### Problem to work on
The result should be every line of the listing that holds the word "arms".

Segment Start: Exercise material

PR #896, opened 2026-08-14
perf(authz): skip list EXISTS on project-wide Allow

### LINKED ISSUE #837: authz: skip EXISTS on project-wide Allow + request-scoped catalog for lists
## Summary

After `requireProjectAccess` Allow via row-independent arms, list handlers still attach a correlated EXISTS (`withAuthzListFilter`). Also re-queries `ActiveSystemCatalogID` that the gate just fetched.

Raised on #811 (Livio, item 3). Prefer after RSI backfill so skipping the filter does not hide missing RSI rows.

## Acceptance

- [ ] Do not attach `withAuthzListFilter` when Check already Allowed via row-independent arms (order relative to RSI backfill documented)
- [ ] Request-scoped catalog / `requireProjectListAccess` so catalog id is not queried twice per list

## Related

#811 #423

### LINKED ISSUE #843: authz: process-level ActiveSystemCatalogID cache
## Summary

`ActiveSystemCatalogID` is queried per gated request; the resolver instance memo never survives a single `requireProjectAccess` call. A process-level (or request-scoped shared) cache invalidated on catalog activation would cut a query from every management request.

Raised on #807 (Livio, item 5).

## Acceptance

- [ ] Process-level or shared request-scoped cache for active system catalog id
- [ ] Invalidation on catalog activation

## Related

#807 #423

adlerhurst:
## Summary

- Closes [#837](https://github.com/zitadel/nextgen/issues/837): project-wide Allow skips the list EXISTS predicate **once** (`WithAuthzListSkipOnce`, consumed by the next `compileList` / `ListUsers`). A forgotten nested management list on the same request still fails closed (#838). Forbidden still attaches EXISTS.
- Nested non-HTTP lists (create uniqueness, login Resolve, branding `GetLatest`, stmttest) use `WithAuthzListUnrestricted`, which ignores an inherited filter so uniqueness cannot see zero rows from the outer kind’s EXISTS.
- Skipping EXISTS on Allow means that SELECT does not re-check RSI dual-write, and a grant revoked between Check and SELECT can still appear. Docs and the changeset say that explicitly.
- `requireProjectListAccess` returns `(context, error)` and attaches the skip-once marker or the filter. Check and the list filter share one request-scoped `resolver.Resolver`.
- `CheckParams` keeps the home vs target seam (`HomeProjectID` from the credential; not defaulted to the target project). It does not apply the sk_team allowlist short-circuit; sk_team `project.viewer` Checks are NotFound so they never take the Forbidden/filter branch. `ConstraintTeamID` plumbing stays.
- Does **not** close [#843](https://github.com/zitadel/nextgen/issues/843): a process-global catalog-id cache is the wrong layer.

## Validation

- `go test ./internal/service/ ./internal/authz/resolver/ ./internal/api/ ./internal/storage/dialect/authz/ ./internal/storage/dialect/postgres/ ./internal/storage/dialect/sqlite/ ./internal/storage/dialect/spanner/ -count=1`
- `go test ./internal/service/ -count=1 -run 'TestBrandingServiceGetLatest|TestAuthzList|TestMapListError'`
- `go test -tags sqlite_integration ./internal/storage/stmttest/ -count=1 -run 'TestAuthzListUsers_RequiresFilter|TestAuthzListPredicate_|TestUserStatements|TestBrandingStatements'`

## Release notes / changeset

- Changeset: `.changeset/authz-list-catalog-cache.md` — Management lists skip the authz EXISTS filter for one compile when Check already returned project-wide Allow. That skip does not re-check RSI dual-write, and a grant revoked between Check and SELECT can still appear. Forbidden lists still get the EXISTS partial view. (`@zitadel/server` patch)

## Notes

- Stacked on #895 (`cursor/authz-list-compile-fail-closed-0900`).
- Livio asked to hold this PR; it stays open. The skip is kept and scoped to one compile.
- `#842` remains parked until someone compiles/flips `cat_sys_1`.
- `#843` remains open: cache belongs per pool/statements, not package `atomic.Value`.


livio-a (commented):
I'd hold this one — it partially undoes what #895 just built, and the perf claim hides a behavior change. Recommendation: request changes.

**Blockers**

1. **Allow stamps `WithAuthzListUnrestricted` on the whole request context.** Every later `compileList` in that request — any resource kind, any project, including a future nested list whose author forgot its own gate — silently passes the #838 tripwire and compiles with no EXISTS and no error. The old Allow path carried a kind-pinned filter; the new marker is an unscoped request-wide bypass with two merged meanings ("project-wide Allow" and "not an HTTP path"). Please scope the skip to the single gated query (e.g. a one-shot marker consumed by the next compile, or an explicit option on the statement call) instead of the context subtree.

2. **"Redundant" isn't accurate — this is a behavior change shipped as perf.** On Allow, the old EXISTS still enforced (a) an RSI row per listed resource and (b) query-time re-evaluation of the grant. After this PR, a row whose RSI dual-write drifted appears in Allow lists while by-id still 404s, and a grant revoked between Check and the SELECT returns a full page instead of an empty one — and Allow vs Forbidden callers now see different lists on the same endpoint. If the skip stays, the changeset/docs should own these consequences explicitly; permission-storage.md's wave paragraph still says "Allow **or** Forbidden both proceed; the EXISTS predicate returns the partial view", and the stmttest comment still claims production compileList always requires the filter.

**Should fix**

3. `CheckParams` hardcodes `PrincipalHomeProjectID: req.ProjectID` and deletes the old `home := scope.ProjectID` + "#333 foreign footholds" breadcrumb. ADR 052 (#876, proposed) explicitly forbids defaulting home to target once a credential is resolved — this moves in the opposite direction right as that rule is under review. Keep the home/target seam visible (thread it or reinstate the comment).

4. `CheckParams` skips the sk_team allowlist short-circuit that `Check` applies, so its own doc comment ("EXISTS SQL matches Check") is false for sk_team principals. Separately: sk_team can never reach the Forbidden/filter branch at all — the gate Checks `project.viewer`, which `skTeamAllowed` masks to NotFound — so the ConstraintTeamID list plumbing and `TestWithAuthzListFilterCopiesConstraintTeamID` pin a production-unreachable path. Worth a comment (or an explicit decision) on how sk_team is ever supposed to pass the list gate, so the dead path doesn't read as covered.

livio-a (approved):
Approving — both blockers from the original review are properly resolved: the request-wide unrestricted context is replaced by the one-shot WithAuthzListSkipOnce (consumed by exactly one compile, second unfiltered list still fails closed) with WithAuthzListUnrestricted masking inherited filters for nested lists, and the Allow-skip behavior change (no RSI re-check / revoked-in-flight grants on that SELECT) is now owned in the changeset and docs. Home/target seam kept per ADR 053 (cross-project principals), sk_team dead-path documented.

One non-blocking follow-up: ConsumeAuthzListSkipOnce flips an unsynchronized bool through a context pointer — if a handler ever runs two gated lists in parallel on the same request context, that's a data race. Harmless while gated lists are sequential; please switch to sync/atomic (or document the single-consumer assumption) in a follow-up.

Segment End: Exercise material

### Task answer
After `requireProjectAccess` Allow via row-independent arms, list handlers still attach a correlated EXISTS (`withAuthzListFilter`). Also re-queries `ActiveSystemCatalogID` that the gate just fetched.
- [ ] Do not attach `withAuthzListFilter` when Check already Allowed via row-independent arms (order relative to RSI backfill documented)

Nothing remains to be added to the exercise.